The gamma approximation framework modeled a relationship between estimated variant growth rates, generation times, and the variant transmission advantage. Using this approximation, the effective reproduction number (R^D) of the Delta variant was estimated across locations (l) and times (t, in days) using estimates of the daily growth rates (r^D) and a gamma-distributed generation time. The gamma approximation framework was used in reverse to estimate the daily growth rates for Omicron (r^O) and compare these results to previous estimations.

Study findings

The initial evidence for a difference in generation time distributions was provided by visualizing the growth rate estimates of the study.

The assumed generation time distribution for the Delta variant was a mean of 2.5-4 days and a standard deviation of 1.9-3 days. With a mean of 1.5-3.2 days and a standard deviation of 1.3-4.6 days, the estimated generation time distribution for Omicron was shorter than the Delta variant.

The findings from this study demonstrate that the Omicron variant has a transmission advantage of 160%-210% as compared to the Delta variant. The estimates of the intrinsic generation time for Delta were comparable, although those estimates increased in magnitude due to the longer assumed generation time.

Estimates of the time-varying daily growth rate for each UKHSA region for cases with the Omicron variant and non-Omicron cases. Point size has been used to represent the uncertainty of each estimate (though it does not correspond to a meaningful credible interval). The dashed grey line indicates the expected relationship between variants if they differ only by a fixed transmission advantage. The solid grey line indicates the observed overall linear relationship between variants, and the slope of this line approximates the ratio between generation time means. The region-specific lines show how this relationship differs between regions.

Conclusions

To summarize, a reduction in the generation time of Omicron compared to Delta explained the observed variation over time in the transmission advantage of the Omicron variant.

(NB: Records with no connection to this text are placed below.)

PR #6493, opened 2022-03-02
Fix phpstan baseline, eslint config and caching tests

alexander-schranz:
| Q | A
| --- | ---
| Bug fix? |  yes
| New feature? | no 
| BC breaks? | no 
| Deprecations? | no  
| Fixed tickets | fixes # 
| Related issues/PRs | # 
| License | MIT

#### What's in this PR?

Fix phpstan baseline.

#### Why?

Fix baseline.

### DIFF
--- a/.eslintrc.json
+++ b/.eslintrc.json
@@ -143,7 +143,11 @@
         "react/no-deprecated": "error",
         "react/jsx-curly-brace-presence": [
             "error",
-            "never"
+            {
+                "props": "never",
+                "children": "never",
+                "propElementValues": "always"
+            }
         ],
         "react/jsx-curly-spacing": [
             "error",
--- a/src/Sulu/Bundle/AudienceTargetingBundle/Tests/Functional/CachingTest.php
+++ b/src/Sulu/Bundle/AudienceTargetingBundle/Tests/Functional/CachingTest.php
@@ -38,6 +38,7 @@ class CachingTest extends SuluTestCase
         $cacheKernel = new AppCache(self::bootKernel());
         $cookieJar = new CookieJar();
         $client = new KernelBrowser($cacheKernel, [], null, $cookieJar);
+        $client->disableReboot();
 
         $client->request('PURGE', '/');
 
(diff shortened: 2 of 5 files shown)


.eslintrc.json
```diff
@@ -143,7 +143,11 @@
         "react/no-deprecated": "error",
         "react/jsx-curly-brace-presence": [
             "error",
-            "never"
+            {
+                "props": "never",
+                "children": "never",
+                "propElementValues": "always"
```
alexander-schranz, line 149: This is a new but it is as stated in the following issue / comment https://github.com/yannickcr/eslint-plugin-react/issues/3228#issuecomment-1054601164 not supported by all parser so we need to define it to always so our parsers do not have problems with it.

src/Sulu/Bundle/AudienceTargetingBundle/Tests/Functional/CachingTest.php
```diff
@@ -38,6 +38,7 @@ public function testFirstRequestIsACacheMiss()
         $cacheKernel = new AppCache(self::bootKernel());
         $cookieJar = new CookieJar();
         $client = new KernelBrowser($cacheKernel, [], null, $cookieJar);
+        $client->disableReboot();
```
alexander-schranz, line 41: this is now required else other tests are running into an issue about a not booted kernel

src/Sulu/Bundle/MediaBundle/Tests/Functional/Media/Storage/S3StorageTest.php
```diff
@@ -21,6 +21,11 @@ class S3StorageTest extends SuluTestCase
 {
     protected static $class = S3Kernel::class;
 
+    protected static function getKernelClass(): string
+    {
+        return S3Kernel::class;
+    }
```
alexander-schranz, line 30: required because of: https://github.com/symfony/symfony/pull/45414

We still need to define `protected static $class = S3Kernel::class;` for prefer lowest tests.

chirimoya (approved):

The role of other factors could not be ruled out, including the impact of differential immune escape by variants and sampling bias in the SGTF data. Similarly, differences in age group among populations in which variants are circulating and the varying generation times between variants could have also impacted the observed variations.

The authors recommend further exploration of these additional factors using similar methods to those described in this study. The model described in the study could potentially be extended to a latent infection-based model or stratified by age. Alternative study designs, such as household transmission studies and contact tracing studies, could also be used for such explorations.

*Important notice: medRxiv publishes preliminary scientific reports that are not peer-reviewed and, therefore, should not be regarded as conclusive, guide clinical practice/health-related behavior, or treated as established information.